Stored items
┏━━

PR #464, opened 2019-01-27
Wideband TOAs

luojing1211:
This is the initial pull request for Wideband TOAs.

### DIFF
--- a/pint/models/dispersion_model.py
+++ b/pint/models/dispersion_model.py
@@ -25,7 +25,11 @@ class Dispersion(DelayComponent):
     """
     def __init__(self):
         super(Dispersion, self).__init__()
+        self.add_param(p.boolParameter(name='DMDATA', value=0,
+                                       description="Flag for using the DM data"
+                                       " from the Wideband TOAs."))
         self.dm_value_funcs = []
+        self.dm_value_derivs = {}
 
     def dispersion_time_delay(self, DM, freq):
         """Return the dispersion time delay for a set of frequency.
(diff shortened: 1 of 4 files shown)


paulray:
What's the status on this PR? Can PINT process wideband TOAs?

pennucci:
I'm not sure, @luojing1211 should comment, as it's quite old.  The good news is that I'm pretty sure the implementations we have in enterprise and tempo will offer a reliable way to cross check the results from PINT.

paulray:
We have not discussed this PR in a long time and now it has accumulated conflicts. @luojing1211 do you plan to get it working so we can merge?

pennucci:
I have no idea about the status, but at some point soon this will get 
picked up again, since it will be critical for the 15-year data set.

luojing1211:
I will clear the conflict. However, we would have to make wideband fitting work. This will be my next PINT goal.

paulray:
I'm kind of a fan of test-driven development. Tim, can you put in a simple set of .par/.tim files in the examples directory that work with TEMPO/Tempo2, then we can write a PINT script that should replicate that and we'll know when it works...

pennucci:
Just to be clear; you want me to open a PR in which I added a set of WB 
.par/.tim files that work with tempo?  Tempo2 has no knowledge of the WB 
DM measurements and, in fact, my tempo changes have not yet been merged, 
so the tests would have to use a clone of my tempo repo.

paulray:
Ah, so no standard code yet processes wideband TOAs?  OK.
Maybe just send them to Jing and he can add them to his PR. Or maybe he already has an example set of files that he is working with?

pennucci:
Indeed, the merge is still waiting to happen.  I believe Jing has some 
sample files.  But there are many more.

luojing1211:
@pennucci I think a set of small test .tim and .par files will not hurt, and it will be great if you can also send me the result from your code as some text files. So that we can validate the PINT results without installing tempo.

scottransom:
@pennucci Are you saying that TEMPO can't properly process WB TOAs now?  I thought it could.  If not, that needs merged ASAP (in TEMPO).  Should I ping David Nice or @demorest about this?  Or are there still issues that need handled?

demorest:
I think I said I'd merge Tim's tempo updates but haven't done it yet..

luojing1211:
This is a question about the Wideband API. In the TEMPO scheme, we have a flag in the par file, DMDATA. For PINT, we can read the DM values for .tim file without any problem. But do we want to have a separate fitter, like Wideband TOA fitter for it?

pennucci:
Technically tempo reads the DM values from the .tim values without a 
problem, too.  DMDATA is a switch/toggle for /using/ those DM 
measurements in the likelihood, so I think you'll need an analogous 
toggle in PINT, e.g., use_wideband = True.  Strictly speaking, the 
wideband likelihood (at least the one we developed) is a generalized 
form of the timing likelihood.  So a wholly separate code structure may 
not be needed, but that's a choice for the coders.

luojing1211:
This is my understanding of wideband toa fitting. 

DM values from .tim file are like TOAs. Param_nonDM are the parameters that are not related to the DM model (e.g., F0, F1,..) and Param_DM parameters are the parameters related to the DM model (e.g., DMX_0001), so I have this plot

wideband_fitting

Is this interpretation correct?

luojing1211:
@pennucci @scottransom @demorest  Is the interpretation above correct?

pennucci:
Sorry for the delay.  I was hoping others might chime in.  This looks 
reasonable to me.  I'd have to look more closely at the tempo code to 
see if this is how it's implemented there.  In enterprise, the design 
matrix is not modified, but rather the DM data points serve to contrain 
the priors on DMX params.  Here, I would think all 
d_dm_value/d_param_non_DM(TOA) terms would be zero (or inf?), and 
d_dm_value/d_param_DM(TOA) are finite only if the DM data correspond to 
that DMX bin/value.  The left side of the design matrix, I think stays 
the same as usual.

luojing1211:
@pennucci How do you compute the degree of freedom? Do you count the DM values as degree of freedom?

pennucci:
@luojing1211 Yes, they should be counted!

luojing1211:
This PR is continued in the PR #699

┗━━

## Task to carry out
Whenever a line in the data holds "files", copy that line.

## Response to the exercise
(diff shortened: 1 of 4 files shown)
I'm kind of a fan of test-driven development. Tim, can you put in a simple set of .par/.tim files in the examples directory that work with TEMPO/Tempo2, then we can write a PINT script that should replicate that and we'll know when it works...
.par/.tim files that work with tempo?  Tempo2 has no knowledge of the WB 
Maybe just send them to Jing and he can add them to his PR. Or maybe he already has an example set of files that he is working with?
sample files.  But there are many more.
@pennucci I think a set of small test .tim and .par files will not hurt, and it will be great if you can also send me the result from your code as some text files. So that we can validate the PINT results without installing tempo.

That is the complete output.